__Problem requirements__.
Return the lines below that contain the word "bash".

__Source records__.

Issue #1175, opened 2021-01-25
Be able to pass parameters to dataform run command


Altons:
As I data engineer I would like to be able to pass parameters to a pipeline in bigquery as

`dataform run --tags countryReport --vars {country:"UK", department:"marketing"}`

which will inject the parameters in my `sqlx` as

```sql
select * from 
 ${ref("report_mart")}
 where country = ${vars.country} and department =  ${vars.department}
```

and compiled version would look like this:

```sql
select * from 
 `my_project.my_dataset.report_mart`
 where country = "UK" and department =  "marketing"
```

This will enable the creation/update of  tables reusing the same logic.

BenBirt:
I don't love the JSON blob model because bash makes it a bit of a pain to use. I'd suggest `--var foo=bar --var baz=qux --vars=foos=bars,bazs=quxs`

PR #1184, opened 2021-02-05
Add vars option to CLI

Ekrekr:
Fixes https://github.com/dataform-co/dataform/issues/1175

Delimited vars with colons rather than more equals because I think it looks more clear.

### DIFF
--- a/api/commands/compile.ts
+++ b/api/commands/compile.ts
@@ -28,14 +28,6 @@ export async function compile(
   // Resolve the path in case it hasn't been resolved already.
   path.resolve(compileConfig.projectDir);
 
-  // Create an empty projectConfigOverride if not set.
-  compileConfig = { projectConfigOverride: {}, ...compileConfig };
-
-  compileConfig.projectConfigOverride.vars = {
-    ...compileConfig.vars,
-    ...compileConfig.projectConfigOverride.vars
-  };
-
   // Schema overrides field can be set in two places, projectConfigOverride.schemaSuffix takes precedent.
   if (compileConfig.schemaSuffixOverride) {
     compileConfig.projectConfigOverride = {
@@ -48,7 +40,7 @@ export async function compile(
     // check dataformJson is valid before we try to compile
     const dataformJson = fs.readFileSync(`${compileConfig.projectDir}/dataform.json`, "utf8");
     const projectConfig = JSON.parse(dataformJson);
-    checkDataformJsonValidity(deepmerge(projectConfig, compileConfig.projectConfigOverride));
+    checkDataformJsonValidity(deepmerge(projectConfig, compileConfig.projectConfigOverride || {}));
   } catch (e) {
     throw new ErrorWithCause(
       `Compilation failed. ProjectConfig ('dataform.json') is invalid: ${e.message}`,
--- a/api/commands/compile.ts
+++ b/api/commands/compile.ts
@@ -31,6 +31,11 @@ export async function compile(
   // Create an empty projectConfigOverride if not set.
   compileConfig = { projectConfigOverride: {}, ...compileConfig };
 
+  compileConfig.projectConfigOverride.vars = {
+    ...compileConfig.vars,
+    ...compileConfig.projectConfigOverride.vars
+  };
+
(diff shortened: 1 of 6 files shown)


lewish:
Two reasons why I still think JSON is a worth considering:

- Dynamic types - JSON can capture numbers, booleans and strings, not just strings
- Automation - I imagine a common use case would be to pull vars from file, which would be easy if JSON

I don't think bash/json is that big of an issue, `--vars '{ "field": "value"}'` for simple cases, `jq` for more complex ones.

BenBirt:
IMO, if we want to support JSON, let's just fix the CLI to understand environments. That's actually the way you'd want to implement those complex use-cases anyway.

api/commands/compile.ts
```diff
@@ -31,6 +31,11 @@ export async function compile(
   // Create an empty projectConfigOverride if not set.
   compileConfig = { projectConfigOverride: {}, ...compileConfig };
 
+  compileConfig.projectConfigOverride.vars = {
+    ...compileConfig.vars,
+    ...compileConfig.projectConfigOverride.vars
+  };
```
BenBirt, line 37: we can simplify this block with `deepmerge` (which is happily already imported

cli/index.ts
```diff
@@ -420,7 +452,8 @@ export function runCli() {
           print("Compiling...\n");
           const compiledGraph = await compile({
             projectDir: argv["project-dir"],
-            schemaSuffixOverride: argv["schema-suffix"]
+            schemaSuffixOverride: argv["schema-suffix"],
+            vars: parseVarOptions(argv.vars)
```
BenBirt, line 456: you should use `option.coerce` in the `option` declaration (search above)

cli/index.ts
```diff
@@ -149,6 +149,35 @@ const jsonOutputOption: INamedOption<yargs.Options> = {
   }
 };
 
+const varsOption: INamedOption<yargs.Options> = {
+  name: "vars",
+  option: {
+    describe:
+      "Variables to inject that are exposed at compile and runtime via `dataform.projectConfig.vars.myVariableName`.\n" +
+      "They should take the structure of '--vars=someKey:someValue,someOtherKey:someOtherValue'.",
```
BenBirt, line 157: the newline in the middle of this description is a bit odd!

also i do think we should use `=` rather than `:`

cli/index.ts
```diff
@@ -328,19 +357,22 @@ export function runCli() {
             }
           },
           schemaSuffixOverrideOption,
-          jsonOutputOption
+          jsonOutputOption,
+          varsOption
```
BenBirt, line 361: you haven't added this to the list of options for `run` and `test`

protos/core.proto
```diff
@@ -142,6 +142,8 @@ message CompileConfig {
   // Deprecated.
   string schema_suffix_override = 2;
   string return_override = 5;
+
+  map<string, string> vars = 8;
```
BenBirt, line 146: i don't understand why we need this... it's already inside `project_config_override`

tests/cli/cli.spec.ts
```diff
@@ -56,7 +56,13 @@ select 1 as test
 
     // Compile the project using the CLI.
     const compileResult = await getProcessResult(
-      execFile(nodePath, [cliEntryPointPath, "compile", projectDir, "--json"])
+      execFile(nodePath, [
+        cliEntryPointPath,
+        "compile",
```
BenBirt, line 61: shall we include vars for the `run` (dry run) case below, too? (would catch situations like the bug in this PR)

BenBirt:
You'll also want to increment the version number (major version IMO)

cli/index.ts
Ekrekr: How come? It'd be weird if running `dataform compile` worked, but `dataform run` didn't because you couldn't inject a variable where it was required. It might also be useful for people wanting to reference a different dataset during testing rather than compilation, for example

BenBirt: I think you misread/misunderstood my comment? I'm just saying that you haven't added this option to `run` or `test`, even though you depend upon it in those commands.

Ekrekr: Yup lol

BenBirt (approved):

PR #1185, opened 2021-02-05
bigquery.md modification proposal

RantoB:
I think the DB where the table will published to is the one overriden in config. And the read table comes from the defaultDatabase from dataform.json.


BenBirt (approved):
Thanks!

PR #1197, opened 2021-03-02
Remediate prismjs Dependabot alert.

BenBirt:
https://github.com/dataform-co/dataform/security/dependabot/yarn.lock/prismjs/open


GJMcGowan (approved):
dunno what this library even does

PR #1206, opened 2021-04-08
Bump gcloud version to 318.0.0

Ekrekr:
Fixes issues with `AttributeError: module 'importlib' has no attribute 'util'` when running on system using Python 3.9+.

This does now spit out the error

```
Error in atexit._run_exitfuncs:
...
ValueError: Could not find Python executable.
```

but it doesn't have an effect on actual running as it's an exit func


BenBirt (commented):
Why not set the version directly in https://github.com/dataform-co/dataform-co/blob/master/WORKSPACE#L478? (It'll save you a PR)

Ekrekr:
We need it to be bumped in open source too, for that to work on our linux machines

lewish (approved):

__Task response__.
I don't love the JSON blob model because bash makes it a bit of a pain to use. I'd suggest `--var foo=bar --var baz=qux --vars=foos=bars,bazs=quxs`
I don't think bash/json is that big of an issue, `--vars '{ "field": "value"}'` for simple cases, `jq` for more complex ones.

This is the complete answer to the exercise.